**Data shown:**
=-=-=
PR #6, opened 2023-10-28
Add aarch64 support for cpuinfo module

Hannibal404:


Hannibal404:
Fixes #8 with [823f9cb](https://github.com/oracle-samples/drgn-tools/pull/6/commits/823f9cb3b393f7b2b831b1a6f6b2b859ac3efd8c)

tests/test_cpuinfo.py
```diff
@@ -8,40 +9,76 @@
 def test_cpuinfo(prog):
     cpuinfo.print_cpu_info(prog)
 
-    if not (ProgramFlags.IS_LIVE & prog.flags) or not (
-        prog["init_uts_ns"].name.machine.string_().decode("utf-8") == "x86_64"
-    ):
+    if not (ProgramFlags.IS_LIVE & prog.flags):
         return
```
brenns10, line 13: Let's go ahead and use `pytest.skip()` here. This is just a bit more honest about what's happening in the test - we can't test it so we're skipping the rest of it. Rather than returning, which indicates "we were able to test it, and it passed!"

By doing this after we've run `print_cpu_info()`, we still get the "smoke test" out of it -- if an error with the types, etc, crops up, the test would fail before it gets skipped.

```suggestion
        pytest.skip("Supported only on live systems")
```

You'll need an import at the top as well:
```python
import pytest
```

[Documentation](https://docs.pytest.org/en/7.0.x/how-to/skipping.html)

brenns10 (changes requested):
Just one tiny nit regarding tests, but otherwise it looks good.

I rebased it on top of #20 and ran the vmcore tests against the full suite - it passes, and fixes the one regression in #8. Thanks for this!

tests/test_cpuinfo.py
brenns10: Actually, this is fine as is. I'm going to merge it now :)

brenns10 (approved):

PR #7, opened 2023-10-30
Improvements for CI Testing

brenns10:
This pull request incorporates several improvements for CI testing:

1. The tox environment names I established for Github Actions (`py3.6`, ...) don't seem to be correct. They need to have names like `py36` in order to work correctly. So, the first commit changes the names of these environments and makes the necessary changes for the Github Actions workflow to use those names instead. This makes Github Actions choose the correct Python version, and it also improves the very slow CI test runtimes we've seen on Gitlab CI.
2. Test output is very cluttered, and the test runner for Gitlab had the ability to split it into collapsible sections. I've added support to do this for Github too, and now the litevm test runner uses collapsible sections to help organize output.
3. I've been going through the developer workflow documentation to ensure everything works, so there are a couple tweaks to the Makefile and the heavyvm testing to make everything work correctly. There are actually quite a few updates to the heavyvm testing which simplify the dependencies and make sure everything works on OL9.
=-=-=
**Exercise:** Check each line of the material above for "going" and say how many lines contain it, giving the number alone.

**Solution:** 2